(Dataset content)
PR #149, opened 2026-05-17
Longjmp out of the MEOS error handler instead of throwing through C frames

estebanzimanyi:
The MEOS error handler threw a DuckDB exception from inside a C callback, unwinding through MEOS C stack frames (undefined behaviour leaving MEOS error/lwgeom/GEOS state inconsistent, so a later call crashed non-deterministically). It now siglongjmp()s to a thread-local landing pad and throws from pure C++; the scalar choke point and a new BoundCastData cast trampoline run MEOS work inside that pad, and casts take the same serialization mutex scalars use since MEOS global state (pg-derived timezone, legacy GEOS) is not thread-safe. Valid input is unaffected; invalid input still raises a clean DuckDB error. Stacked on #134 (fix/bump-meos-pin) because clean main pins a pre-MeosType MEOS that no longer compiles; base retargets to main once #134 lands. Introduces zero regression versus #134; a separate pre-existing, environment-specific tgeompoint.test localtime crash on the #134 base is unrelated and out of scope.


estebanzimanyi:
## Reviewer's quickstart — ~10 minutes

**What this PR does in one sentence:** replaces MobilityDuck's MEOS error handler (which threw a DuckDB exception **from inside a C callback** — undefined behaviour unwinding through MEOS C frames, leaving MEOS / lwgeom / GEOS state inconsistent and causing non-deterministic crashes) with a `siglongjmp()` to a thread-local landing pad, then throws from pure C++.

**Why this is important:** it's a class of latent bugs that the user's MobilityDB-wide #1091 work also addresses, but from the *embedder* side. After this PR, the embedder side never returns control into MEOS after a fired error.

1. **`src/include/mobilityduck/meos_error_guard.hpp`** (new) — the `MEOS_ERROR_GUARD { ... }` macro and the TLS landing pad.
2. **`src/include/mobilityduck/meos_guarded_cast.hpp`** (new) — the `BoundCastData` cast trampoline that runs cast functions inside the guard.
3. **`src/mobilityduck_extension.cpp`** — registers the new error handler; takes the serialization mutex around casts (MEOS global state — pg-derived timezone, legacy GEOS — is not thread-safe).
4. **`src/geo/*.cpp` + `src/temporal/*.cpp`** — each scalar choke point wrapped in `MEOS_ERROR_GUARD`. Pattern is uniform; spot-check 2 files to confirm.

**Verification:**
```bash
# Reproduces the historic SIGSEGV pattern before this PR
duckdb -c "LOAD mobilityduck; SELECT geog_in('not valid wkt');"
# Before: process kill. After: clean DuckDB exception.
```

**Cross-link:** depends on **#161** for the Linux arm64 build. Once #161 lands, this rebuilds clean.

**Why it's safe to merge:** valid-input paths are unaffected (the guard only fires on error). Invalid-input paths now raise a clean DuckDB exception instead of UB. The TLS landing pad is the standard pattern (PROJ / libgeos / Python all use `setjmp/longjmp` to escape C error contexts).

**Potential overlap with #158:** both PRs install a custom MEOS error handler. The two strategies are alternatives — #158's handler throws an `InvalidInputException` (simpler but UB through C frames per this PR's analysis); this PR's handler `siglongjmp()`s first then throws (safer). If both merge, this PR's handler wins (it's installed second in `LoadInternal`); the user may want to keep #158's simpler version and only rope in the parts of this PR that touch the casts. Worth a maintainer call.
(End Dataset content)
(Dataset content)
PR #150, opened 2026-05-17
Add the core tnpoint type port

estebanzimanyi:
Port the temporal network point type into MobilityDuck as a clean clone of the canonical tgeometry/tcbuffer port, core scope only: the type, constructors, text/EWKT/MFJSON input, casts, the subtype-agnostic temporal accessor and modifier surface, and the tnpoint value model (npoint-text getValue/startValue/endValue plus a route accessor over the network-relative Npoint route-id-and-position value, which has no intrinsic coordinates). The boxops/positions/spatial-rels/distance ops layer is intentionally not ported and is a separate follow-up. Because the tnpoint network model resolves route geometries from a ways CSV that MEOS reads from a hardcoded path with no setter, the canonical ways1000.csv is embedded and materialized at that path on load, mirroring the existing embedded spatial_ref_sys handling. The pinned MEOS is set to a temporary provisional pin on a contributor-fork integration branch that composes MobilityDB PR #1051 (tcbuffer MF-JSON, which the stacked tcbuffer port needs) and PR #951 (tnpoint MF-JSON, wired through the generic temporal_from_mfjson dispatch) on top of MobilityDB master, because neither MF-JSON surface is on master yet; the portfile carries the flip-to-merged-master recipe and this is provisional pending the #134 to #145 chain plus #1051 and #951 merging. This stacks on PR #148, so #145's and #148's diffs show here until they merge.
(End Dataset content)
» Problem description: Beginning with the line above that contains "PR #150, opened 2026-05-17", copy each line exactly up to and including the line that contains "Port the temporal", and go no further.

» Result of the exercise:
PR #150, opened 2026-05-17
Add the core tnpoint type port

estebanzimanyi:
Port the temporal network point type into MobilityDuck as a clean clone of the canonical tgeometry/tcbuffer port, core scope only: the type, constructors, text/EWKT/MFJSON input, casts, the subtype-agnostic temporal accessor and modifier surface, and the tnpoint value model (npoint-text getValue/startValue/endValue plus a route accessor over the network-relative Npoint route-id-and-position value, which has no intrinsic coordinates). The boxops/positions/spatial-rels/distance ops layer is intentionally not ported and is a separate follow-up. Because the tnpoint network model resolves route geometries from a ways CSV that MEOS reads from a hardcoded path with no setter, the canonical ways1000.csv is embedded and materialized at that path on load, mirroring the existing embedded spatial_ref_sys handling. The pinned MEOS is set to a temporary provisional pin on a contributor-fork integration branch that composes MobilityDB PR #1051 (tcbuffer MF-JSON, which the stacked tcbuffer port needs) and PR #951 (tnpoint MF-JSON, wired through the generic temporal_from_mfjson dispatch) on top of MobilityDB master, because neither MF-JSON surface is on master yet; the portfile carries the flip-to-merged-master recipe and this is provisional pending the #134 to #145 chain plus #1051 and #951 merging. This stacks on PR #148, so #145's and #148's diffs show here until they merge.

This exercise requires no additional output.